In addition, a phase 3 trial comparing sacituzumab govitecan versus therapy per physician’s choice (TPC) in an HR-positive/HER2-negative population as a late-line treatment showed a significant improvement in PFS and OS [46].
Datopotamab deruxtecan is another ADC that has also demonstrated efficacy in terms of PFS in this clinical setting [47].

PARP inhibitors
Both olaparib and talazoparib have shown superiority in terms of PFS to single-agent TPC in phase 3 studies that included patients with HER2-negative tumors harboring gBRCAm [48, 49]. Benefit was observed irrespective of HR status. However, another study found that talazoparib did not significantly improve OS compared with chemotherapy in patients with gBRCA1/2-mutated HER2-negative disease [50]. In the HR-positive setting, for this specific population, treatment with a PARP inhibitor should be considered after first-line ET plus CDK4/6i [I, C].

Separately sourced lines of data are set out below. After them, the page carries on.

PR #264, opened 2020-03-18
ci: Add upgrade jobs for clusters with no mirrors

marksliva:
We currently test upgrade on clusters with a standby and clusters with no
standby.
Add 2 new jobs that do the same for mirrors:
- one for each 5-to-6 upgrade (currently there is just one of these)
- a 6-to-6 job that has no standby and no mirrors

See the ccp_src PR (branch `no-mirrors-cluster`) to see the required changes there.


dkrieger-pvtl:
There are now 5 X-to-Y tests in the pipeline:
```
6-to-6
6-to-6-no-standby
6-to-6-no-standby-no-mirrors
5-to-6.1.0
5-to-6.1.0-no-mirrors
```

We don't want to test all combinations in CI(too "costly"), so we should decide which subset of full combinatorics we want to test.  I am not sure `5-to-6.1.0-no-mirrors` is useful....will a user ever have such a system?  I'd rather see `5-to-6.1.0-no-standby-no-mirrors` instead.  Then we cover what I think are the common use cases(upgrade with-mirrors-with-standby and no-mirrors-no-standby for 6-to-6 and 5-to-6) and the regression case no-standby.

ci/scripts/upgrade-cluster.bash
```diff
@@ -120,8 +120,10 @@ if ! compare_dumps /tmp/old.sql /tmp/new.sql; then
     exit 1
 fi
 
-# Test that mirrors actually work
-echo 'Doing failover tests of mirrors...'
-check_mirror_validity "${GPHOME_NEW}" mdw $MASTER_PORT
+if [ "${NO_MIRRORS}" = "0" ]; then
```
dkrieger-pvtl: I'd rather eliminate the `NO_MIRRORS` variable and use instead an explicit check on the cluster to see if it has mirrors....something like this(but one that checks for only mirrors via an additional `WHERE content<>-1` check).  The code below is in #266 .

```bash
contents_without_mirror() {
    local gphome=$1
    local host=$2
    local port=$3

    ssh -n "$host" "
        source ${gphome}/greenplum_path.sh
        psql -p $port -At -d postgres -c \"
            SELECT content
            FROM gp_segment_configuration
            GROUP BY content
            HAVING COUNT(*)!=2;
        \"
    "
}
```

To check:
```bash
    local mirrorless
    mirrorless=$(contents_without_mirror "$GPHOME_NEW" "$MASTER_HOST" "$MASTER_PORT")
    if [ -n "$mirrorless" ]; then
        echo "This test only works on full clusters but these content ids do not have mirrors: ${mirrorless}"
        exit 1
    fi
```

ci/parser/pipeline-template.yml
```diff
@@ -340,6 +394,9 @@ jobs:
         FILTER_DIFF: 1
         OLD_PACKAGE: greenplum-db-5
         NEW_PACKAGE: greenplum-db-6
+        {{- if .NoMirrors}}
+        NO_MIRRORS: 1
```
dkrieger-pvtl: See [suggestion to eliminate this variable](https://github.com/greenplum-db/gpupgrade/pull/264/files#r394685095).

ci/parser/pipeline-template.yml
```diff
@@ -262,8 +262,59 @@ jobs:
 
 {{- end}}
 
-{{range .VersionPairs}}
-- name: {{.Source}}-to-{{.Target}}
+- name: 6-to-6-no-standby-no-mirrors
```
dkrieger-pvtl: nit: `6-to-6-primaries-only` is more readable to me.

ci/parser/pipeline-template.yml
marksliva: I prefer to be intentional here. I wouldn't normally query the state of the system to figure out what my test should check for next. We know exactly when the source cluster has been created with mirrors, and it is fairly trivial to pass that context down to the test and make assertions on the mirrors that we know must now exist on the target.

Here is a concrete issue with your proposal: if the 2 substeps in `finalize.go` that add a standby and mirrors were accidentally removed, then our tests in CI would incorrectly pass.

marksliva:
> There are now 5 X-to-Y tests in the pipeline:
> 
> ```
> 6-to-6
> 6-to-6-no-standby
> 6-to-6-no-standby-no-mirrors
> 5-to-6.1.0
> 5-to-6.1.0-no-mirrors
> ```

HR-negative/HER2-negative ABC
TNBC is clinically defined by the lack of ER, PR and HER2 expression. It accounts for nearly 15% of all breast cancers and is associated with worse prognosis than other subtypes [48, 51].
Patients with PD-L1-positive tumors may benefit more from checkpoint inhibitor-based combinations than patients with other tumor types and, therefore, PD-L1 should be tested before first-line treatment is initiated [I, A]. Patients with metastatic TNBC who may be considered for treatment with a PARP inhibitor should undergo testing for germline BRCA1 and BRCA2 pathogenic or likely pathogenic mutations [I, B]. Other biomarkers, such as tumor mutational burden or deficient-mismatch repair/MSI-high, could be assessed in patients who are candidates for pembrolizumab, while NTRK fusions may be evaluated in those eligible for tyrosine receptor kinase inhibitors [III, B].

First-line treatment
The choice of first-line treatment should be guided by the expression of PD-L1 and gBRCAm analysis (Fig. 3).

PD-L1-positive metastatic TNBC
The addition of a checkpoint inhibitor to standard chemotherapy has been evaluated in several phase 3 clinical trials. Atezolizumab, in combination with chemotherapy as first-line treatment for patients with PD-L1-positive TNBC, showed conflicting results in two clinical trials (IMpassion130 and IMpassion131) [52, 53]. As a result, its use in clinical practice is now limited [II, A].
Pembrolizumab, in combination with chemotherapy as first-line treatment for patients with PD-L1-positive TNBC, has demonstrated significant improvements in PFS and OS [54, 55]. Therefore, it is considered the standard-of-care in this setting [I, A].

PD-L1-negative gBRCAm metastatic TNBC
For the management of this type of ABC, see the sections on genetic testing and BRCA-associated disease.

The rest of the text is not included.